3.お尻に“えくぼ”ができるのを感じるまで上げる
※踵ではなくつま先から足が持ち上がっていると、体が開いてしまい、お尻にえくぼができにくい。
※これを朝昼晩の3回、ゆっくり10回、両足ともに行う
※ゴムチューブは100円ショップなどで購入可
腹筋群の筋力強化
1.椅子やベッドに腰掛け、背筋を軽く伸ばす
2.膝を上げ、体を捻りながら逆側の肘とタッチする。目線は正面を向けたままにする
3.タッチの瞬間、持ち上げた膝側のお尻を横に持ち上げると、さらに効果アップ
※これを朝昼晩の3回、左右交互にゆっくり10回行う。
(取材・田代智久 イラスト・うえむらのぶこ)
福原 隆志(ふくはら たかし)秋田リハビリテーション学院理学療法学科専任教員、博士(保健学)、認定理学療法士(スポーツ理学療法、臨床教育)

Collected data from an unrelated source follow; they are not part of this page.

Issue #620, opened 2017-05-17
Question: 'connection: close' header is ignored?


NCrashed:
Hi!

Warp from `lts-8.13` doesn't close connection when `Connection: close` header is passed.

Code: 
``` haskell
#!/usr/bin/env stack
{- stack --install-ghc runghc
--package warp
-}

{-# LANGUAGE OverloadedStrings #-}
{-# LANGUAGE QuasiQuotes #-}
{-# LANGUAGE ScopedTypeVariables #-}
{-# LANGUAGE TemplateHaskell #-}
{-# LANGUAGE OverloadedStrings #-}
import Network.Wai
import Network.HTTP.Types
import Network.Wai.Handler.Warp (run)

app :: Application
app _ respond = do
    putStrLn "I've done some IO here"
    respond $ responseLBS
        status200
        [("Content-Type", "text/plain")]
        "Hello, Web!"

main :: IO ()
main = do
    putStrLn $ "http://localhost:8090/"
    run 8090 app 

```

Curl request:
``` bash
[ncrashed@localhost roc-cluster]$ curl "http://localhost:8089" -k -v -H "Connection: close"
* Rebuilt URL to: http://localhost:8089/
*   Trying ::1...
* TCP_NODELAY set
* connect to ::1 port 8089 failed: Connection refused
*   Trying 127.0.0.1...
* TCP_NODELAY set
* connect to 127.0.0.1 port 8089 failed: Connection refused
* Failed to connect to localhost port 8089: Connection refused
* Closing connection 0
curl: (7) Failed to connect to localhost port 8089: Connection refused
[ncrashed@localhost roc-cluster]$ curl "http://localhost:8090" -k -v -H "Connection: close"
* Rebuilt URL to: http://localhost:8090/
*   Trying ::1...
* TCP_NODELAY set
* connect to ::1 port 8090 failed: Connection refused
*   Trying 127.0.0.1...
* TCP_NODELAY set
* Connected to localhost (127.0.0.1) port 8090 (#0)
> GET / HTTP/1.1
> Host: localhost:8090
> User-Agent: curl/7.51.0
> Accept: */*
> Connection: close
> 
< HTTP/1.1 200 OK
< Transfer-Encoding: chunked
< Date: Wed, 17 May 2017 12:54:01 GMT
< Server: Warp/3.2.12
< Content-Type: text/plain
< 
* Curl_http_done: called premature == 0
* Connection #0 to host localhost left intact
Hello, Web!
```

[...]

PR #1086, opened 2026-07-13
Revise keepalive and count streaming bodies (and more small stuff)

Vlix:

---

Wanted to tackle #956 and ended up encountering more small instances that were either outdated or (technically) wrong.

So from largest changes to smallest:
- Revised keep alive / persistence logic
- Replaced sanitization of header values (no more multiline folding, as per RFC 9110)
- Count message bodies better for `settingsLogger` purposes
- Only add headers if not already set, AND handle "Transfer-Encoding" better
- Documentation/comments

### DIFF
--- a/wai/Network/Wai.hs
+++ b/wai/Network/Wai.hs
@@ -120,6 +120,14 @@ import System.IO.Unsafe (unsafeInterleaveIO)
 
 -- | Creating 'Response' from a file.
 --
+-- Server implementations like @warp@ might disregard the t'Status' when
+-- using 'responseFile', since the server might rework the response based on
+-- headers or presence/absence of the file.
+-- @warp@ does not do do any extra processing when sending file parts, though,
+-- so be mindful of how each server implementation handles file responses.
+--
+-- /The above was written when @warp-3.4.14@ was the newest version/
+--
 -- @since 2.0.0
 responseFile
     :: H.Status -> H.ResponseHeaders -> FilePath -> Maybe FilePart -> Response
--- a/warp/ChangeLog.md
+++ b/warp/ChangeLog.md
@@ -15,12 +15,8 @@
 * Also counts bytes for streaming responses for `settingsLogger`'s size argument.
   And fixed size for builder responses, since those included the status and header
   lines. Now the `Maybe Integer` argument in `settingsLogger` is consistently
-  just the message body's bytes.
+  just the amount of bytes of the sent message body.
   [#1086](https://github.com/yesodweb/wai/pull/1086)
-* Add phantom type parameter to `IndexedHeader` to catch request/response
-  mismatches at compile time.
-  [#1088](https://github.com/yesodweb/wai/pull/1088)
-
 * Reworked internal indexed headers to records for performance and to remove
   dependencies on `array`.
   [#1092](https://github.com/yesodweb/wai/pull/1092) [#1093](https://github.com/yesodweb/wai/pull/1093)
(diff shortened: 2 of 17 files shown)


Vlix:
I do want to talk about `ResponseRaw` and the "Connection" header in responses.

1) Do we want to ALWAYS close connections when `ResponseRaw` is used? Because it wasn't that way until this PR. The "fallback" was used to determine whether to use `isPersist` or `False`. If `hasBody {fallbackStatus}`, then it would be `ret == False`, but if the fallback has status 1XX/204/304, then it would persist. (if the request "Connection" header would dictate so)
2) I've now added that if the user logic adds `"Connection: close"`, then we honor this and close the connection. To me that makes sense, but might there have been a reason it was not in the logic?

wai/Network/Wai.hs
```diff
@@ -119,6 +119,14 @@ import System.IO.Unsafe (unsafeInterleaveIO)
 
 -- | Creating 'Response' from a file.
 --
+-- Server implementations like @warp@ might disregard the t'Status' when
```
kazu-yamamoto, line 123: I don't understand why "t" exists before 'Status'.

kazu-yamamoto:
@Vlix `ResponseRaw` was originally introduced by Michael and I cannot speak on his behalf. I support making changes as you think correct.

wai/Network/Wai.hs
Vlix: Ah, it is haddock specific syntax to indicate this should refer to the `type` constructor `Status`, not the `data` constructor `Status`.

Haddock will emit warnings if the type and data constructor are the same and the documentation doesn't specify which is meant.

warp/ChangeLog.md
```diff
@@ -1,5 +1,17 @@
...
+## 3.4.15
+
+* Rework keep alive logic for HTTP/1.X so connections won't be automatically
+  closed on HEAD requests anymore. Should conform more to spec in general.
+* Replace multiline header value support with sanitizing newlines and NUL bytes
+  with spaces. (as per RFC 9110 section 5.5)
+* Also counts bytes for streaming responses for `settingsLogger`'s size argument.
+  And fixed size for builder responses, since those included the status and header
+  lines. Now the `Maybe Integer` argument in `settingsLogger` is consistently
+  just the message body's bytes.
```
Vlix: Note to self:

`is consistently just the amount of bytes of the sent message body`

kazu-yamamoto:
This PR conflicts with the current `master`.
@Vlix You would be better suited than I am to handle the task of resolving the conflict.

Vlix:
I've found that `toBufIOWith` might not be counting the length correctly?

The `Chunk` steps might not be counted at all, if I understand the `ByteString.Builder` source code correctly. Any `insertChunk` doesn't touch the buffer range (which is used to calculate the amount of bytes written) and just the `ByteString` is returned. This would mean the `toBufferIO` step would give an empty `ByteString` to the `io` action, and the `io bs` in the `Chunk` section doesn't get added to the `totalBytesSent`.

Vlix:
Finally done with everything.
This was a bit of a back and forth, but the counting of sent response body bytes, updating sanitation of response header values, and cleaning up the keep alive logic is now all in place.
This PR can be regarded as fixing #956, and maybe #620?

Vlix:
It's a bit late now, but note to self for later:
  - [x] publish `wai-3.2.5`
  - [x] publish `warp-3.4.15`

島根県松江市生まれ。群馬県前橋市のクリニックにて臨床経験を積み、成長期の子供から高齢者まで幅広い世代の整形・スポーツ領域のリハビリテーションを行うかたわら、群馬スポーツリハビリテーション研究会の一員とし、地域スポーツで活動する理学療法士の育成に取り組む。2014年より秋田県に移住。秋田市の回復期病院で主に脳卒中のリハビリテーションに関わりながら、秋田県理学療法士会 障がい予防・スポーツ支援班の班長として地域スポーツをサポートしている。2020年より現職。理学療法士養成校の教員として後輩理学療法士の育成に従事しながら、「年齢や障がいの有無に関わらず、スポーツを楽しみながら健康になる地域づくり」を念頭に置きつつ、高齢者の運動教室などを積極的に行っている。趣味は子供達の部活動観戦と、日課である愛犬との散歩。